Jesus, Darwin, and Hitler suit up

Coach Kris Hogan
Grapevine Faith Christian High School
Republic of Texas

Dear Coach Hogan,

You've received a great deal of well-deserved acclaim for your decision to urge your football team's fans and parents to cheer for an opposing team composed of juvenile offenders. That was an act of true Christian charity. I'm sure it did a lot to lift those poor young men's spirits.

And as I learned from listening to a French radio show, This American Life, last weekend, your act of charity also gave you an opportunity to proselytize a young woman. Unfortunately, you were unsuccessful. You alienated her with your claim that Hitler was inspired by Charles Darwin [~20:01] .

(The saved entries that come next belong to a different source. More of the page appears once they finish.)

Issue #528, opened 2019-01-04
Missing translations


ralphtheninja:
Select `More info...` on a chat message

![screenshot from 2019-01-04 20-13-43](https://user-images.githubusercontent.com/308049/50706198-6ee4c480-105d-11e9-85a2-77326f2cd30e.png)

ralphtheninja:
And 

![screenshot from 2019-01-05 22-57-49](https://user-images.githubusercontent.com/308049/50729625-6ebbf600-113d-11e9-8fd1-686b25e84578.png)

In the media page

PR #546, opened 2019-01-06
Missing translations

ralphtheninja:
Closes https://github.com/deltachat/deltachat-desktop/issues/528

### DIFF
--- a/src/renderer/components/Media.js
+++ b/src/renderer/components/Media.js
@@ -53,28 +53,25 @@ const MediaGalleryItem = styled.div`
 
 const GROUPS = {
   images: {
-    key: 'Images',
     values: [C.DC_MSG_GIF, C.DC_MSG_IMAGE]
   },
-  videos: {
-    key: 'Videos',
+  video: {
     values: [C.DC_MSG_VIDEO]
   },
   audio: {
-    key: 'Audio',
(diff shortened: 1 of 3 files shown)


src/renderer/components/Media.js
```diff
@@ -53,28 +53,25 @@ const MediaGalleryItem = styled.div`
...
   },
   audio: {
-    key: 'Audio',
     values: [C.DC_MSG_AUDIO, C.DC_MSG_VOICE]
   },
   documents: {
-    key: 'Documents',
     values: [C.DC_MSG_FILE]
   }
 }
```
ralphtheninja: Lets just use the keys from `GROUPS` object. No need to add extra keys which are essentially identical.

src/renderer/components/Media.js
```diff
@@ -53,28 +53,25 @@ const MediaGalleryItem = styled.div`
 
 const GROUPS = {
   images: {
-    key: 'Images',
     values: [C.DC_MSG_GIF, C.DC_MSG_IMAGE]
   },
-  videos: {
-    key: 'Videos',
+  video: {
```
ralphtheninja: Should be singular

ralphtheninja:
pushed `en.xml`

Issue #544, opened 2019-01-06
Some characters are escaped (chat list)


ralphtheninja:
![screenshot from 2019-01-06 13-39-08](https://user-images.githubusercontent.com/308049/50736080-ab790300-11b8-11e9-93f2-63d8022e09fe.png)

This _might_ be related to conversion from xml to json and not just this message.

ralphtheninja:
Maybe related (if not, it should be a separate issue). I changed group name in desktop and the result is

![screenshot from 2019-01-06 14-00-56](https://user-images.githubusercontent.com/308049/50736272-a8334680-11bb-11e9-9df2-03031916fd33.png)

PR #554, opened 2019-01-07
Make unit tests less spammy

ralphtheninja:
Makes sure each `.xml` file has a corresponding `.json` file and instead of making a single test for each file, we test that all files are valid .json (less spammy).


ralphtheninja:
I'd like to pop this PR in before solving https://github.com/deltachat/deltachat-desktop/issues/544 (want to add tests for this).

PR #560, opened 2019-01-08
appstream: updated appstream file with release information

muelli:


muelli:
it'd be nice if this file could be kept in sync, then the flatpak version would not need to maintain it in a separate repository.

static/chat.delta.desktop.appdata.xml
```diff
@@ -19,15 +20,93 @@ Free, independent, email compatible.
...
-  </kudos>
 
  <url type="homepage">https://delta.chat/</url>
 
   <releases>
-    <release version="v1.7.4" date="2018-11-07"/>
-    <release version="v1.7.3" date="2018-11-02"/>
-​  </releases>
+    <release version="v0.98.1" date="2019-01-06">
+        <description>
```
ralphtheninja: @muelli Did you write this manually? If not, maybe we should have a script to update this when changelog has changed?

muelli: yeah, it's a manual effort.
It would be good to generate this file.
Ideally, electron-builder does this, but so far it doesn't generate any appstream files.
If these release notes were used in git tags, then it would be possible to extract it from git. But it seems no annotated tags are being used.

PR #563, opened 2019-01-08
Restyle create chat buttons

Jikstra:
screenshot_20190108_175351

### DIFF
--- a/src/renderer/components/CreateChat.js
+++ b/src/renderer/components/CreateChat.js
@@ -91,7 +91,7 @@ class CreateChat extends React.Component {
         <div className='window'>
           <div className='CreateChat'>
             <OvalDeltaButton onClick={this.onCreateGroup}>{tx('menu_new_group')}</OvalDeltaButton>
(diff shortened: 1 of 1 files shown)


src/renderer/components/CreateChat.js
```diff
@@ -10,9 +10,29 @@ const {
...
 } = require('@blueprintjs/core')
 
+const styled = require('styled-components').default
+const StyleVariables = require('./style-variables')
+
 const ContactList = require('./ContactList')
 const NavbarWrapper = require('./NavbarWrapper')
 
+const OvalDeltaButton = styled.button`
+  background-color: ${StyleVariables.colors.deltaPrimaryBg}
```
ralphtheninja: Nice!

Jikstra: We could move that into an own file as soon as we want to reuse that button. It's better than the normal button, but still not very nice. It's time for some designer :)

Jikstra:
This should be ready to merge @ralphtheninja

PR #564, opened 2019-01-08
When clicking on advanced, the top of the login form was hidden below

Jikstra:
the navbar

### DIFF
--- a/src/renderer/ScreenController.js
+++ b/src/renderer/ScreenController.js
@@ -177,13 +177,14 @@ const LoginWrapper = styled.div`
   height: calc(100vh);
 
   .bp3-card {
+    width: 400px;
     margin-top: 20px;
   }
 
-  .window {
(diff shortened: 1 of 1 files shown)


src/renderer/ScreenController.js
```diff
@@ -177,13 +177,14 @@ const LoginWrapper = styled.div`
...
   .bp3-card {
+    width: 400px;
     margin-top: 20px;
   }
 
-  .window {
-    max-width: 400px;
-    height: auto;
+  .window { 
+    padding-left: calc((100vw - 400px) / 2)
```
ralphtheninja: What's 100vw? Volks Wagen? :)

Jikstra: viewport width :) quite a useful unit for css hacking ^^
https://www.w3schools.com/CSSref/css_units.asp

PR #568, opened 2019-01-08
Restyle buttons in create chat

Jikstra:
for search input. This currently removes the possibility to clear the search input which is a regression, but maybe only a small one. Putting in a js version of this should be doable.

### DIFF
--- a/src/renderer/components/SearchInput.js
+++ b/src/renderer/components/SearchInput.js
@@ -1,13 +1,37 @@
 const React = require('react')
 const { InputGroup } = require('@blueprintjs/core')
+const styled = require('styled-components').default
 
-module.exports = function (props) {
-  const tx = window.translate
-  return <InputGroup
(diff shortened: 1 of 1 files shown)


hpk42:
nice ;)

Jikstra:
@ralphtheninja @Simon-Laux maybe lets add in the old cancel button even if it's ugly? Better than to not have one.

ralphtheninja:
> @ralphtheninja @Simon-Laux maybe lets add in the old cancel button even if it's ugly? Better than to not have one.

I have no strong opinion. Do what you feel like is best :)

Simon-Laux:
I don't care about that button, I rarely use such buttons anyway... Rather remove it before the release and add a better version later I would say

Jikstra:
I'm going to keep it in and replace it at some other point.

But there may be something you can salvage out of that failure--an opportunity to prevent the creation of future Hitlers. All you need to do is play one of those science-oriented high schools, like Harmony Science Academy, and instruct your players to beat the Darwin out of them. You know what I mean, go for the little science bastards' knees, tear up a few ACLs and then taunt them in Jesus' name--things like "That commie nazi Darwin ain't going to evolve that ligament, is he," and "Praise Jesus and I'll quit grinding my cleats into you nuts."

Now, that'd be some sure-fire proselytizing.